**Task instructions**: Transcribe, without any alteration, only the lines that begin at the line containing "Fix : Add timeout" and run to the last line below.
------ Study material
PR #678, opened 2025-12-12
[HIP] Add an --offload-arch option to hip-tpl.py

jmmartinez:
We add a `--offload-arch=...` option, that we can use to switch the target architecture. This can be a string such as `'gfx{version}'`, or `'amdgcnspirv'`.

This option defaults to 'gfx90a' such that if it is not specified, we keep the old behavior (`'gfx90a'` was hardcoded).

If we pass an incorrect option we get:
```bash
$ ./hip-tpl.py --offload-arch=aaa
usage: hip-tpl.py [-h] [--offload-arch OFFLOAD_ARCH]
hip-tpl.py: error: argument --offload-arch: invalid amdgpu_target value: 'aaa'
```

And for the help:

```bash
$ ./hip-tpl.py --help
usage: hip-tpl.py [-h] [--offload-arch OFFLOAD_ARCH]

options:
  -h, --help            show this help message and exit
  --offload-arch OFFLOAD_ARCH
                        Offload architecture to be forwarded to AMDGPU_ARCHS during the test suite configuration. e.g. gfx90a, gfx1010, amdgcnspirv
```

### DIFF
--- a/zorg/buildbot/builders/annotated/hip-tpl.py
+++ b/zorg/buildbot/builders/annotated/hip-tpl.py
@@ -17,12 +17,19 @@ def amdgpu_target(target):
 
 def main(argv):
     parser = argparse.ArgumentParser(prog=os.path.basename(__file__))
-    parser.add_argument("--offload-arch", default="gfx90a", type=amdgpu_target,
-                        help="Offload architecture to be forwarded to AMDGPU_ARCHS "
-                             "during the test suite configuration. "
-                             "e.g. gfx90a, gfx1010, amdgcnspirv")
-    parsed_args = parser.parse_args(argv[1:])
-    offload_arch = parsed_args.offload_arch
+    parser.add_argument("--offload-arch", action='append', type=amdgpu_target,
+                        help="Offload architectures to be forwarded to AMDGPU_ARCHS "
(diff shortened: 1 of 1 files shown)


zorg/buildbot/builders/annotated/hip-tpl.py
```diff
@@ -2,15 +2,28 @@
...
 import tempfile
 from contextlib import contextmanager
 
+def amdgpu_target(target):
+    if re.match("^(gfx[0-9a-f]+|amdgcnspirv)$", target):
+        return target
+    raise ValueError
 
 def main(argv):
+    parser = argparse.ArgumentParser(prog=os.path.basename(__file__))
```
jplehr, line 19: Would this also work with a combination, such as `gfx1030;gfx90a;gfx942` or so?

jmmartinez: > Would this also work with a combination, such as `gfx1030;gfx90a;gfx942` or so?

At the moment, no. But I can do that, it's not hard.

Should I add it?

jmmartinez: I've did it. Instead of passing a ";" separated string, I've made it take multiple `--offload-arch` parameters.

PR #680, opened 2025-12-15
[HIP] Add clang-hip-spirv builder

jmmartinez:
This is pretty much a "I have no idea of what I'm doing" kind of patch.
But I prefer to discuss around some code.


jplehr:
Thank you @jmmartinez 

This is also a bit more things to do on our end. So we will need to wait with this patch until we have a machine provisioned and a worker registered. Once those things have been done, we can go ahead with this patch.

PR #686, opened 2025-12-23
 Fix : Add timeout parameters to all HTTP requests

justynigam:
## Summary
Added timeout parameters to all HTTP requests to prevent indefinite hangs.

## Changes
- 5 files modified
- Added timeouts: 30s-300s depending on use case
- All tests passed

## Files
- submit-debuginfo-statistics-to-lnt.py (30s)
------------
**Exercise answer**:
 Fix : Add timeout parameters to all HTTP requests

justynigam:
## Summary
Added timeout parameters to all HTTP requests to prevent indefinite hangs.

## Changes
- 5 files modified
- Added timeouts: 30s-300s depending on use case
- All tests passed

## Files
- submit-debuginfo-statistics-to-lnt.py (30s)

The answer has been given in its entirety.